PR #1144, opened 2017-02-14
Write UTF-8 byte strings in tensorboard conversion

tmylk:
In reply to https://github.com/RaRe-Technologies/gensim/pull/1127#issuecomment-276879071


tmylk:
The build errors are unrelated to the change and are caused by numpy 1.12. Working on a fix.

PR #2518, opened 2019-06-03
Typo fix

Guitaricet:
Minor typo in the docs

`load_facebook_vectors` is not a method of FastText class

### DIFF
--- a/gensim/models/fasttext.py
+++ b/gensim/models/fasttext.py
@@ -190,7 +190,7 @@ You may continue training them on new data:
     True
 
 If you do not intend to continue training the model, consider using the
-:func:`gensim.models.FastText.load_facebook_vectors` function instead.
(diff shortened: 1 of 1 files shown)


gensim/models/fasttext.py
```diff
@@ -190,7 +190,7 @@
     True
 
 If you do not intend to continue training the model, consider using the
-:func:`gensim.models.FastText.load_facebook_vectors` function instead.
+:func:`gensim.models.fastText.load_facebook_vectors` function instead.
```
mpenkov: Should it be

```suggestion
:func:`gensim.models.fasttext.load_facebook_vectors` function instead.
```

instead?

Guitaricet: RIght

mpenkov:
Thanks for fixing this up. Congrats on your first contribution :)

* * *

**Task to carry out:**
Nothing in the entries may change. Retype them all.

**Exercise response:**
PR #1144, opened 2017-02-14
Write UTF-8 byte strings in tensorboard conversion

tmylk:
In reply to https://github.com/RaRe-Technologies/gensim/pull/1127#issuecomment-276879071


tmylk:
The build errors are unrelated to the change and are caused by numpy 1.12. Working on a fix.

PR #2518, opened 2019-06-03
Typo fix

Guitaricet:
Minor typo in the docs

`load_facebook_vectors` is not a method of FastText class

### DIFF
--- a/gensim/models/fasttext.py
+++ b/gensim/models/fasttext.py
@@ -190,7 +190,7 @@ You may continue training them on new data:
     True
 
 If you do not intend to continue training the model, consider using the
-:func:`gensim.models.FastText.load_facebook_vectors` function instead.
(diff shortened: 1 of 1 files shown)


gensim/models/fasttext.py
```diff
@@ -190,7 +190,7 @@
     True
 
 If you do not intend to continue training the model, consider using the
-:func:`gensim.models.FastText.load_facebook_vectors` function instead.
+:func:`gensim.models.fastText.load_facebook_vectors` function instead.
```
mpenkov: Should it be

```suggestion
:func:`gensim.models.fasttext.load_facebook_vectors` function instead.
```

instead?

Guitaricet: RIght

mpenkov:
Thanks for fixing this up. Congrats on your first contribution :)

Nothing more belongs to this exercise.